Prevailing Party: Two Plaintiffs Winning 36 Out Of 42 Claims And One Plaintiff Winning Significant Compensatory Damages Were Prevailing Parties Under S.F. Rent Ordinance And FEHA Fee-Shifting Statute

This Situation Was Far From A Mere “Draw,” As The Defense Characterized It.

            In Bayer v. Morse, Case No. A147318 (1st Dist., Div. 4 Dec. 28, 2018) (unpublished), 3 plaintiffs sued an apartment complex based on discrimination by the building management, which discrimination was aimed at tenants with children. Two plaintiffs won from a jury $50,000 each in noneconomic damages (later trebled by the trial judge to $150,000 under an applicable statute) and $10,000 each in punitive damages. A third plaintiff won from a jury $25,000 in noneconomic damages and a $25,000 penalty, although losing an injunction request. Because plaintiffs had fee entitlement under a San Francisco Rent Ordinance and the FEHA fee-shifting statute, the trial court determined they all were prevailing parties and awarded $334,080 in fees (this included a 1.2 multiplier, which was less than 1.5 multiplier requested). The defense appealed.
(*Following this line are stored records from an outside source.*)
PR #170, opened 2023-10-31
Expose DBPurge Age and Schedule

fmount:
This patch updates the current `manila` `CR` to expose both `dbPurgeAge` and `dbPurgeSchedule` as customizable parameters. They were previously hardcoded as `const` in the code, and it makes sense removing that part as long as the human operator has the ability to customize them.


api/v1beta1/manila_types.go
```diff
@@ -143,6 +147,31 @@ func init() {
...
+// pause in debug mode
+type ManilaDebug struct {
+	// +kubebuilder:validation:Optional
+	// +kubebuilder:default=false
+	// dbSync enable debug
+	DBSync bool `json:"dbSync,omitempty"`
+	// +kubebuilder:validation:Optional
+	// +kubebuilder:default=false
+	// DBPurgeDebug enables debug mode on the DBPurge CronJob
+	DBPurgeDebug bool `json:"debug,omitempty"`
```
fmount, line 172: @ASBishop not sure about your opinion but from a pure CR perspective collecting all the `debug` pieces in a single place helped me to have a better view over the debug area

api/v1beta1/manila_types.go
```diff
@@ -90,6 +90,10 @@ type ManilaSpec struct {
 	// NodeSelector here acts as a default value and can be overridden by service
 	// specific NodeSelector Settings.
 	NodeSelector map[string]string `json:"nodeSelector,omitempty"`
+
+	// +kubebuilder:validation:Optional
+	// DBPurge parameters -
+	DBPurgeSpec DBPurge `json:"dbPurge,omitempty"`
```
ASBishop, line 96: Similar to my comment below, I don't think the field's name needs to include the "Spec" suffix, because "Spec" is already part the structure's name. I prefer:

```
	DBPurge DBPurge `json:"dbPurge,omitempty"`
```
The code in cronjob.go would refer to things like "instance.Spec.DBPurge.Age"

api/v1beta1/manila_types.go
```diff
@@ -143,6 +147,31 @@ func init() {
 	SchemeBuilder.Register(&Manila{}, &ManilaList{})
 }
 
+// DBPurge struct is used to model the parameters exposed to the Manila API CronJob
+type DBPurge struct {
+	// +kubebuilder:validation:Optional
+	// +kubebuilder:default=30
```
ASBishop, line 153: The kuttl failure [1] reveals a problem with initializing the DBPurge structure. 

[1] https://prow.ci.openshift.org/view/gs/origin-ci-test/pr-logs/pull/openstack-k8s-operators_manila-operator/170/pull-ci-openstack-k8s-operators-manila-operator-main-manila-operator-build-deploy-kuttl/1719630065320333312#1:build-log.txt%3A4201

Even though we want kubebuilder to provide the default values, they aren't set unless the CR explicitly includes dbPurge in the spec:
```
spec:
  dbPurge: {}
```
I did some local tests on the PR code, and changing the kubebuilder validation to Required and/or removing "omitempty" had no effect. I believe this is a side effect of having a defaulting webhook, which makes k8s think the CR has been full initialized, and so it doesn't apply the kubebuilder values.

I don't think it will be sufficient to update *every* manila CR sample to explicitly add the "dbPurge: {}" entry. I think the best way forward is to enhance the webhook code to do something like this:
```
func (spec *ManilaSpec) Default() {
	if (spec.DBPurgeSpec.Age == 0) && (spec.DBPurgeSpec.Schedule == "") {
		spec.DBPurgeSpec.Age = DBPurgeDefaultAge
		spec.DBPurgeSpec.Schedule = DBPurgeDefaultSchedule
	}
```

ASBishop (changes requested):

api/v1beta1/manila_types.go
fmount: ack and thanks for the feedback. 
I see pretty much the same thing looking at the CI execution and I think it's a good practice using webhooks. By doing this we can check (and default) the user input not only when the CR is applied for the first time, but also during the entire lifecycle of the component.
Updating the patch and adding this extra snippet.

api/v1beta1/manila_types.go
fmount: +1 to remove the extra "Spec" suffix

api/v1beta1/common_types.go
```diff
@@ -143,6 +135,8 @@ func SetupDefaults() {
 		APIContainerImageURL:       util.GetEnvVar("RELATED_IMAGE_MANILA_API_IMAGE_URL_DEFAULT", ManilaAPIContainerImage),
 		SchedulerContainerImageURL: util.GetEnvVar("RELATED_IMAGE_MANILA_SCHEDULER_IMAGE_URL_DEFAULT", ManilaSchedulerContainerImage),
 		ShareContainerImageURL:     util.GetEnvVar("RELATED_IMAGE_MANILA_SHARE_IMAGE_URL_DEFAULT", ManilaShareContainerImage),
+		DBPurgeAge:  DBPurgeDefaultAge,
```
fmount, line 138: @ASBishop in the next update I'll change this to get the envVar

fmount:
Let's see the CI in action with this change

fmount:
From the CI execution we can see that the `Manila CR` has the `dbPurge` struct properly initialized [1] and the `cronJob` has been properly created [2].


[1] https://gcsweb-ci.apps.ci.l2s4.p1.openshiftapps.com/gcs/origin-ci-test/pr-logs/pull/openstack-k8s-operators_manila-operator/170/pull-ci-openstack-k8s-operators-manila-operator-main-manila-operator-build-deploy-tempest/1722971224570597376/artifacts/manila-operator-build-deploy-tempest/openstack-k8s-operators-gather/artifacts/must-gather/quay-io-openstack-k8s-operators-openstack-must-gather-sha256-0812f031e363406238d47a3ba3cfb33412e9a2d143d2b4b9365c9796b80bb8aa/namespaces/openstack/crs/manilas.manila.openstack.org/manila.yaml

[2] https://gcsweb-ci.apps.ci.l2s4.p1.openshiftapps.com/gcs/origin-ci-test/pr-logs/pull/openstack-k8s-operators_manila-operator/170/pull-ci-openstack-k8s-operators-manila-operator-main-manila-operator-build-deploy-tempest/1722971224570597376/artifacts/manila-operator-build-deploy-tempest/openstack-k8s-operators-gather/artifacts/must-gather/quay-io-openstack-k8s-operators-openstack-must-gather-sha256-0812f031e363406238d47a3ba3cfb33412e9a2d143d2b4b9365c9796b80bb8aa/namespaces/openstack/cronjobs/manila-cron.yaml

ASBishop (changes requested):
In addition to some (very minor) comments noted in the code, I have another suggestion that I'll describe here:

As things currently stand:
- main.go calls manilav1beta1.SetupDefaults()
- But that function is defined in common_types.go, which doesn't feel write to me (it's a function, not a type)
- SetupDefaults (in common_types.go) initializes a local variable with the default values, and then calls SetupManilaDefaults()
- SetupManilaDefaults is implemented in manila_webhook.go, and it essentially saves a copy of the input parameter to the "manilaDefaults" variable defined in the file

This seems overly convoluted. I suggest:
- (Re)move the SetupDefaults() function from common_types.go entirely
- In manila_webhook.go, rename SetupManilaDefaults() to SetupDefaults(), and add the initialization code that was previously done in common_types.go. It would look like this:

```
// SetupDefaults - initialize Manila spec defaults for use with either internal or external webhooks
func SetupDefaults() {
	// Acquire environmental defaults and initialize Manila defaults with them
	manilaDefaults = ManilaDefaults{
		APIContainerImageURL:       util.GetEnvVar("RELATED_IMAGE_MANILA_API_IMAGE_URL_DEFAULT", ManilaAPIContainerImage),
		SchedulerContainerImageURL: util.GetEnvVar("RELATED_IMAGE_MANILA_SCHEDULER_IMAGE_URL_DEFAULT", ManilaSchedulerContainerImage),
		ShareContainerImageURL:     util.GetEnvVar("RELATED_IMAGE_MANILA_SHARE_IMAGE_URL_DEFAULT", ManilaShareContainerImage),
		DBPurgeAge:                 DBPurgeDefaultAge,
		DBPurgeSchedule:            DBPurgeDefaultSchedule,
	}

	manilalog.Info("Manila defaults initialized", "defaults", manilaDefaults)
}
```

ASBishop:
But this is looking good, so I think you can promote if from a mere WIP!

api/v1beta1/common_types.go
```diff
@@ -30,6 +30,11 @@ const (
 	ManilaSchedulerContainerImage = "quay.io/podified-antelope-centos9/openstack-manila-scheduler:current-podified"
 	// ManilaShareContainerImage is the fall-back container image for ManilaShare
 	ManilaShareContainerImage = "quay.io/podified-antelope-centos9/openstack-manila-share:current-podified"
+	//DBPurgeDefaultAge -
```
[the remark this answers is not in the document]
ASBishop: oh, and I think this list of constants might be better located in manila_types.go (they're not common to call controllers, just to top manila controller)

api/v1beta1/manila_types.go
```diff
@@ -143,6 +147,31 @@ func init() {
...
+// pause in debug mode
+type ManilaDebug struct {
+	// +kubebuilder:validation:Optional
+	// +kubebuilder:default=false
+	// dbSync enable debug
+	DBSync bool `json:"dbSync,omitempty"`
+	// +kubebuilder:validation:Optional
+	// +kubebuilder:default=false
+	// DBPurge enables debug mode on the DBPurge CronJob
+	DBPurge bool `json:"debug,omitempty"`
```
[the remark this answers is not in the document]
fmount: +1 it's odd, basically I didn't pay too much attention, I'll fix it in my next PS

api/v1beta1/common_types.go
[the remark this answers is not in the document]
fmount: Yeah, we only have a top-level webhook enforcing the defaults. I agree it makes sense to define them in `manila_types` instead of common, especially because both the `containerImage` and the `dbPurge` fields are top-level fields (and `containerImage` is inherited in the `subCR` controllers).
+1 on this one

fmount:
> In addition to some (very minor) comments noted in the code, I have another suggestion that I'll describe here:
> 
> As things currently stand:
> 
>     * main.go calls manilav1beta1.SetupDefaults()
> 
>     * But that function is defined in common_types.go, which doesn't feel write to me (it's a function, not a type)
> 
>     * SetupDefaults (in common_types.go) initializes a local variable with the default values, and then calls SetupManilaDefaults()
> 
>     * SetupManilaDefaults is implemented in manila_webhook.go, and it essentially saves a copy of the input parameter to the "manilaDefaults" variable defined in the file
> 
> 
> This seems overly convoluted. I suggest:
> 
>     * (Re)move the SetupDefaults() function from common_types.go entirely
> 
>     * In manila_webhook.go, rename SetupManilaDefaults() to SetupDefaults(), and add the initialization code that was previously done in common_types.go. It would look like this:
> 
> 
> ```
> // SetupDefaults - initialize Manila spec defaults for use with either internal or external webhooks
> func SetupDefaults() {
> 	// Acquire environmental defaults and initialize Manila defaults with them
> 	manilaDefaults = ManilaDefaults{
> 		APIContainerImageURL:       util.GetEnvVar("RELATED_IMAGE_MANILA_API_IMAGE_URL_DEFAULT", ManilaAPIContainerImage),
> 		SchedulerContainerImageURL: util.GetEnvVar("RELATED_IMAGE_MANILA_SCHEDULER_IMAGE_URL_DEFAULT", ManilaSchedulerContainerImage),
> 		ShareContainerImageURL:     util.GetEnvVar("RELATED_IMAGE_MANILA_SHARE_IMAGE_URL_DEFAULT", ManilaShareContainerImage),
> 		DBPurgeAge:                 DBPurgeDefaultAge,
> 		DBPurgeSchedule:            DBPurgeDefaultSchedule,
> 	}
> 
> 	manilalog.Info("Manila defaults initialized", "defaults", manilaDefaults)
> }
> ```

This is interesting, thanks for this suggestion that I think is in line w/ the effort around code dedup and help with the whole webhooks related logic.
TBH I didn't pay enough attention at the webhook implementation across the operators (and I tend to disable them in my local testing because they have been used for `containerImages` only), but from a pure coding perspective I see your concern and this seems actually over engineering work ("it wraps the wrapper") that can be simplified.
Let me try what you're suggesting in the next PS and we can do a second pass over the code to see if it's in line with what you have in mind and can be something used consistently across the operators.

fmount:
@viroel I think the zuul kuttl test is still not ready to manage changes in the API, and I'm wondering if we have a way to set it as "non-voting" or override the result.
When it will be stable enough I'll remove the Prow based job.

viroel:
> @viroel I think the zuul kuttl test is still not ready to manage changes in the API, and I'm wondering if we have a way to set it as "non-voting" or override the result. When it will be stable enough I'll remove the Prow based job.

Yes, you just need to set the job to `voting: false`, you can do this at the pipeline [1].
Another issue is that the job is not running due to parent's `files` configuration. You should be able to fix this replacing parent's job with `cifmw-base-multinode-kuttl` instead.

[1] https://github.com/rdo-infra/rdo-jobs/blob/c18955ec6951e50a5cf75b6662c9ab015f42d03c/zuul.d/project-templates.yaml#L206

api/v1beta1/manila_webhook.go
```diff
@@ -82,6 +94,11 @@ func (spec *ManilaSpec) Default() {
 			spec.ManilaShares[key] = manilaShare
 		}
 	}
+
+	if (spec.DBPurge.Age == 0) && (spec.DBPurge.Schedule == "") {
```
ASBishop, line 98: See Gorka's comment for the corresponding code in https://github.com/openstack-k8s-operators/cinder-operator/pull/295

api/v1beta1/manila_types.go
```diff
@@ -148,6 +152,31 @@ func init() {
 	SchemeBuilder.Register(&Manila{}, &ManilaList{})
 }
 
+// DBPurge struct is used to model the parameters exposed to the Manila API CronJob
+type DBPurge struct {
+	// +kubebuilder:validation:Optional
+	// +kubebuilder:default=30
+	// Age is the DBPurgeAge parameter and indicates the number of days of purging DB records
+	Age int `json:"age"`
```
ASBishop, line 160: Will you add the "+kubebuilder:validation:Minimum=1" in this PR (after CI issues are resolved) or in a follow-up patch?

fmount: I'm going to add this line in a follow up patch because I have that one line change that allows me to focus more on the CI (zuul based) execution rather than the change introduced by the patch.

api/v1beta1/manila_webhook.go
fmount: +1 and thanks for sharing, just commented and updated the patch. I think it's ok to process these two struct fields independently.

ASBishop (approved):
/lgtm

            Defendants claimed that the matter was essentially a “draw.” The trial judge said “really?,” and the appellate court agreed—focusing on the fact two plaintiffs won 32 out of 42 claims and the third plaintiff (although the call was closer) did win significant relief. Nothing in the record showed that the injunction was the main litigation objective of plaintiffs. With respect to the due process argument, the 1/4 DCA did not believe that the fee award shocked conscience so as to result in a reversal.